Paths From Aerosol Particles to Activation and Cloud Droplets in Shallow Cumulus Clouds: The Roles of Entrainment and Supersaturation Fluctuations

Abstract The activation of aerosol particles and its contribution to cloud droplet size distributions in shallow cumulus clouds are investigated by analyzing the cloud field simulation results using a Lagrangian cloud model coupled with large eddy simulation, which allows explicit simulations of the activation and tracking of each super‐droplet. Analysis is focused on the differences in activations for aerosol particles following central updraft from a cloud base (CB) and particles entrained above the cloud base (EA). Time series of various variables following individual particles confirm the distinctive nature of CB and EA activation.

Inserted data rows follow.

PR #1014, opened 2024-09-12
adds the contactinfo from dedicated role fields

pvgenuchten:
adds the contactinfo from dedicated role fields, if the role does not…already exists in contacts

# Overview

the ogcapi- records json fully depends on record.contacts, however in some cases records.contacts is not populated (for example from dublin core), then fall back to the explicit role fields 'creator', 'publisher', 'contributor'. 

### DIFF
--- a/pycsw/core/metadata.py
+++ b/pycsw/core/metadata.py
@@ -1651,6 +1651,8 @@ def _parse_dc(context, repos, exml):
 
     md = CswRecord(exml)
 
+    print(md)
+
     if md.bbox is None:
         bbox = None
     else:
--- a/pycsw/core/metadata.py
+++ b/pycsw/core/metadata.py
@@ -1651,8 +1651,6 @@ def _parse_dc(context, repos, exml):
 
     md = CswRecord(exml)
 
-    print(md)
-
     if md.bbox is None:
         bbox = None
     else:
--- a/pycsw/ogc/api/records.py
+++ b/pycsw/ogc/api/records.py
@@ -1196,9 +1196,11 @@ def record2json(record, url, collection, mode='ogcapi-records'):
 
     if record.contacts not in [None, '', 'null']:
         rcnt = []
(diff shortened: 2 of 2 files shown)


pycsw/ogc/api/records.py
```diff
@@ -1215,6 +1217,13 @@ def record2json(record, url, collection, mode='ogcapi-records'):
                     })
                 except Exception as err:
                     LOGGER.exception(f"failed to parse contact of {record.identifier}: {err}")
+            for r2 in "creator,publisher,contributor".split(","): # match role-fields with contacts
```
tomkralidis, line 1220: I think `record` is an object here (not a dict)?  Perhaps the below can work?

```python
            for r2 in ['creator', 'publisher', 'contributor']:  # match role-fields with contacts
                if r2 not in roles and getattr(record, r2, None) not in [None, '']:
                    rcnt.append({
                        'organization': getattr(record, r2),
                        'roles': [r2]
                    })
```

tomkralidis (changes requested):

pycsw/ogc/api/records.py
pvgenuchten: thanx tom, you're right, now fixed and tested

pycsw/core/metadata.py
```diff
@@ -1651,6 +1651,8 @@ def _parse_dc(context, repos, exml):
 
     md = CswRecord(exml)
 
+    print(md)
```
tomkralidis, line 1654: Remove print statement.

tomkralidis (changes requested):

pycsw/core/metadata.py
pvgenuchten: oops

pvgenuchten:
this code is not executed if contacts is None, which was actually the goal to introduce it

PR #1029, opened 2024-10-03
add uri reference which is populated from dataseturi or uricode

pvgenuchten:
# Overview

This adds datasetUri / uricode as a uri property to pycsw, then adds it as a link to ogc-api records

# Related Issue / Discussion

https://github.com/geopython/OWSLib/issues/946

# Additional Information

# Contributions and Licensing


pvgenuchten:
welcoming your thoughts, i still have to fix tests (demo server is failing now and then)

PR #1067, opened 2025-01-09
split keywords by , in facet, then recalculate

### LINKED ISSUE #1065: [ogcapi-records] keywords facet should split keywords to list
# Description

at the moment the keywords facet does not manage the case if the column contains multiple keywords
the combination of keywords is returned with a count, expected is that the list is split to individual keywords and keywords are counted again on occurence.

now:
```
tree: 5
leaf: 6
tree,leaf: 2
```

expected
```
tree: 7
leaf: 8
```

Screenshot:
image

pvgenuchten:
# Overview

This PR introduces a procedure which splits keywords by ',' and recalculates totals after db query
Similar mechanism could be used for other fields which are ,-separated
I see 2 alternatives for this PR:
- keywords not to be stored as concatenated string, but actual list
- introduce an in-db procedure to split the keywords-string as part of the facet query

# Related Issue / Discussion

resolves #1065 

# Additional Information

image

# Contributions and Licensing

### DIFF
--- a/pycsw/ogc/api/records.py
+++ b/pycsw/ogc/api/records.py
@@ -1098,6 +1098,22 @@ class API:
                     'value': fq[0],
                     'count': fq[1]
                 })
+            
+            if facet in ['keywords']:
+                splitkws = {}
+                for k in facets_results[facet]['buckets']:
+                    if 'value' in k.keys() and k['value'] not in [None,''] and int(k['count']) > 0:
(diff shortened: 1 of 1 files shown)


pvgenuchten:
we found an interesting side effect here (potentially related)

if a term contains a space, the aggregated statistics provide a much higher number then when you filter by that term

image
after filtering by 'water holding capacity'
image

Issue #974, opened 2024-05-13
Prev-next buttons on item page


pvgenuchten:
# Description

I’d like to see, and I hear it from users, an option to navigate to the next item of the search result from the item view of a record.

probably easiest would be to store a list of UUID’s of the search result page in a cookie and navigate through that list until the end.

mkvaishnavi:
Hi, I’d like to work on this issue. I plan to start with the cookie-based UUID list approach mentioned above.

PR #1187, opened 2025-12-27
Add prev/next buttons navigation support for individual items

mkvaishnavi:
Related to #974 
While browsing individual items, it’s currently not easy to move to the previous or next record without going back to the items list.

This PR improves the HTML item view by adding Previous and Next navigation buttons below the item details table. The buttons reuse the existing pagination links already included in the response (rel="prev" / rel="next"), so no new pagination logic is introduced.

Added Prev / Next buttons to the item HTML page
Uses existing pagination metadata
Does not affect JSON output or API behavior

This makes browsing records more intuitive while keeping the backend behavior unchanged.

I confirm that my contributions to pycsw are compatible with the pycsw license guidelines.

### DIFF
--- a/pycsw/ogc/api/records.py
+++ b/pycsw/ogc/api/records.py
@@ -948,6 +948,37 @@ class API:
             record = self.repository.query_ids([item])[0]
             response = record2json(record, self.config['server']['url'],
                                    collection, self.mode)
+            query = self.repository.session.query(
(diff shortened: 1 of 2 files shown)


tomkralidis:
Thanks for this PR.  My main concern is introducing an additional query to the underlying repository.  Pining @geopython/pycsw for thoughts.

PR #157, opened 2019-05-06
Rename result variable for clarity.

nuclearsandwich:
This is a followup to #155. As mentioned by @clalancette `basename_copy` is also a candidate as it is what `basec` is intended to abbreviate.


nuclearsandwich:
CI for this change was run in https://github.com/ros2/rcl_logging/pull/12#issuecomment-489793091

Though there are failures in the run, they're all due to the fact that linters are now being run for the rcl_logging packages so this small internal change broke nothing (as one would hope).

PR #158, opened 2019-05-14
Add colorized output

ivanpauno:
It is just what the title says.

Working well in Linux. Colors were taken from ROS1:
https://github.com/ros/rosconsole/blob/ba4e1ae06b5bce3039ac5d20853248b51198e431/src/rosconsole/rosconsole.cpp#L75-L85
https://github.com/ros/rosconsole/blob/ba4e1ae06b5bce3039ac5d20853248b51198e431/src/rosconsole/rosconsole.cpp#L341-L363

I haven't tried it on MAC, but as far as I understand it should work as-is.

I could do something like this in windows if it is desired:
https://stackoverflow.com/questions/8765938/colorful-text-using-printf-in-c

### DIFF
--- a/src/logging.c
+++ b/src/logging.c
@@ -22,10 +22,12 @@ extern "C"
 #include <stdint.h>
 #include <stdio.h>
 #include <string.h>
-#include <unistd.h>
 
 #ifdef WIN32
+# include <io.h>
 # include <windows.h>
+#else
+# include <unistd.h>
 #endif
 
 #include "rcutils/allocator.h"
@@ -734,6 +736,7 @@ rcutils_ret_t rcutils_logging_format_message(
       } \
     } \
   }
+# define EXPAND(x) x
 # define APPLY(macro, ...) EXPAND(macro(__VA_ARGS__))
 # define SET_OUTPUT_COLOR_WITH_SEVERITY(status, severity, stream, output_array) \
   { \
--- a/src/logging.c
+++ b/src/logging.c
@@ -20,7 +20,9 @@ extern "C"
 #include <ctype.h>
 #include <inttypes.h>
 #include <stdint.h>
+#include <stdio.h>
 #include <string.h>
+#include <unistd.h>
 
 #include "rcutils/allocator.h"
 #include "rcutils/error_handling.h"
@@ -44,17 +46,12 @@ const char * g_rcutils_log_severity_names[] = {
   [RCUTILS_LOG_SEVERITY_FATAL] = "FATAL",
 };
 
-#ifdef WIN32
-  #define COLOR_NORMAL ""
-  #define COLOR_RED ""
-  #define COLOR_GREEN ""
-  #define COLOR_YELLOW ""
-#else
-  #define COLOR_NORMAL "\033[0m"
-  #define COLOR_RED "\033[31m"
-  #define COLOR_GREEN "\033[32m"
-  #define COLOR_YELLOW "\033[33m"
-#endif
+enum rcutils_colorized_output
+{
+  RCUTILS_COLORIZED_OUTPUT_FORCE_ENABLE,
+  RCUTILS_COLORIZED_OUTPUT_FORCE_DISABLE,
+  RCUTILS_COLORIZED_OUTPUT_DEFAULT,
+};
 
 bool g_rcutils_logging_initialized = false;
 
@@ -75,6 +72,7 @@ int g_rcutils_logging_default_logger_level = 0;
 bool g_force_stdout_line_buffered = false;
 bool g_stdout_flush_failure_reported = false;
 
+enum rcutils_colorized_output g_colorized_output = RCUTILS_COLORIZED_OUTPUT_DEFAULT;
 
 rcutils_ret_t rcutils_logging_initialize(void)
 {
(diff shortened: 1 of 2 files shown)


dirk-thomas:
It would be good to have an env var to control the behavior (force enable, force disable) and the default could be based on if the shell is interactive (if I recall correctly that is what other cases use).

ivanpauno:
> It would be good to have an env var to control the behavior (force enable, force disable) and the default could be based on if the shell is interactive (if I recall correctly that is what other cases use).

I added an env `RCUTILS_COLORIZED_OUTPUT`, possible values: `FORCE_ENABLE`, `FORCE_DISABLE`, `DEFAULT`.
I used `isatty` for checking if it is a terminal or not as default behavior.

I also moved the "add colour logic " from `rcutils_logging_format_message` to `rcutils_logging_console_output_handler`, as the first function is also used for formatting a message in   other log functions (`rcl/src/logging.c: rcl_logging_ext_lib_output_handler`). I suppose we don't want to colorize that output.

ivanpauno:
An unrelated comment:
I think `rcutils_logging_initialize` is using `strcmp` in the wrong way with `line_buffered` (L83 and L86).
https://github.com/ros2/rcutils/blob/343e4065b8ac580ad0636a1d89e134659bf4c9ac/src/logging.c#L77-L98

Also, I think all the code related to `RCUTILS_CONSOLE_STDOUT_LINE_BUFFERED` should be moved to `rcutils_logging_initialize_with_allocator`.

@dirk-thomas if you agree, I will open another PR correcting that.

dirk-thomas:
> possible values: `FORCE_ENABLE`, `FORCE_DISABLE`, `DEFAULT`.

Let's use standard boolean values for the new env var `RCUTILS_COLORIZED_OUTPUT`: `0` to disable the colorization, `1` to force using colorization and when no value is set use the automatic decision based on `isatty`.

ivanpauno:
> > possible values: `FORCE_ENABLE`, `FORCE_DISABLE`, `DEFAULT`.
> 
> Let's use standard boolean values for the new env var `RCUTILS_COLORIZED_OUTPUT`: `0` to disable the colorization, `1` to force using colorization and when no value is set use the automatic decision based on `isatty`.

Done!
Internally, I'm still using an `enum` with the three possibilities, as I have to defer the decision depending if the output stream is `stdout` or `stderr`.

src/logging.c
```diff
@@ -44,6 +46,13 @@ const char * g_rcutils_log_severity_names[] = {
   [RCUTILS_LOG_SEVERITY_FATAL] = "FATAL",
 };
 
+enum rcutils_colorized_output
+{
+  RCUTILS_COLORIZED_OUTPUT_FORCE_ENABLE,
+  RCUTILS_COLORIZED_OUTPUT_FORCE_DISABLE,
+  RCUTILS_COLORIZED_OUTPUT_DEFAULT,
```
dirk-thomas: May I suggest to use:

* `RCUTILS_COLORIZED_OUTPUT_FORCE_DISABLE` implicit value: `0` (matching env var value)
* `RCUTILS_COLORIZED_OUTPUT_FORCE_ENABLE` implicit value: `1` (matching env var value)
* `RCUTILS_COLORIZED_OUTPUT_AUTO` implicit value: `2`

src/logging.c
```diff
@@ -628,12 +667,131 @@ rcutils_ret_t rcutils_logging_format_message(
...
+  }
+#ifdef WIN32
+# define IS_OUTPUT_COLORIZED(is_colorized, stream) \
+  { \
+    if (g_colorized_output == RCUTILS_COLORIZED_OUTPUT_FORCE_ENABLE) { \
+      is_colorized = true; \
+    } else if (g_colorized_output == RCUTILS_COLORIZED_OUTPUT_FORCE_DISABLE) { \
+      is_colorized = false; \
+    } else { \
+      is_colorized = _isatty(_fileno(stream)) != 0; \
```
ivanpauno: I don't know if `_isatty` is the right thing to use here, because it returns non-zero when the filedescriptor is a character device (and not a terminal like in linux/mac).
I tried some examples without seeing a `SetConsoleTextAttribute` error, so I'm happy with it.
- In the following example, I see a `SetConsoleTextAttribute` error if I force colorizing the output with the environment variable. It doesn't appear with the auto behavior.
```bat
ros2 run PACKAGE NODE_THAT_LOGS __log_level:=debug > log.txt
```
- I haven't seen errors when redirecting `stdout` to other character devices. e.g.:
```bat
ros2 run PACKAGE NODE_THAT_LOGS __log_level:=debug > null
```

Option 2:
- Use `isatty`, and add a pragma for avoiding the deprecated warning.

@dirk-thomas What do you think?

dirk-thomas: I don't know enough about `_isatty` but sounds good to me if it works for you..

src/logging.c
```diff
@@ -628,12 +667,131 @@ rcutils_ret_t rcutils_logging_format_message(
...
+# define IS_OUTPUT_COLORIZED(is_colorized, stream) \
+  { \
+    if (g_colorized_output == RCUTILS_COLORIZED_OUTPUT_FORCE_ENABLE) { \
+      is_colorized = true; \
+    } else if (g_colorized_output == RCUTILS_COLORIZED_OUTPUT_FORCE_DISABLE) { \
+      is_colorized = false; \
+    } else { \
+      is_colorized = isatty(fileno(stream)) != 0; \
+    } \
+  }
```
dirk-thomas: This macro is almost identical to the Windows implementation above. Please avoid that duplication and only customize the `isatty` call using a platform specific macro.

ivanpauno:
CI:
* Linux [Build Status](http://ci.ros2.org/job/ci_linux/7​11​4/)
* Linux-aarch64 [Build Status](http://ci.ros2.org/job/ci_linux-aarch64/3332/)
* macOS [Build Status](https://ci.ros2.org/job/ci_osx/5​82​7/)
* Windows [Build Status](https://ci.ros2.org/job/ci_windows/6​93​3/)

ivanpauno:
I have tested locally that linter is passing now in both windows and linux after https://github.com/ros2/rcutils/pull/158/commits/e407efd2a7d6a574a5ec80b0b49e46708eab5e0b. I'm going to skip running ci jobs again only because of linter failures.

peci1:
Just to keep information in one place, I'll amend to this years old PR.

When using `ros2 launch`, the nodes have `isatty == False` for both stdout and stderr. So to get colorized output of ros2 launch, you have to force it using the env variable.

I've added a documentation note about this caveat: https://github.com/ros2/ros2_documentation/pull/5726 .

Strong supersaturation fluctuations induced by entrainment and turbulent mixing at cloud edges cause most EA particles to be deactivated soon after activation, substantially limiting their lifetime and growth relative to CB particles. Most net activation—the difference between activation and deactivation—occurs at the cloud base and vanishes aloft. Cloud droplet activation spectra follow the theoretical prediction at high supersaturation conditions, although the proportional constant is smaller because of particle deactivation. The spectra deviate from the theoretical prediction at low supersaturation conditions since they are affected by the transport of the CB particles activated elsewhere.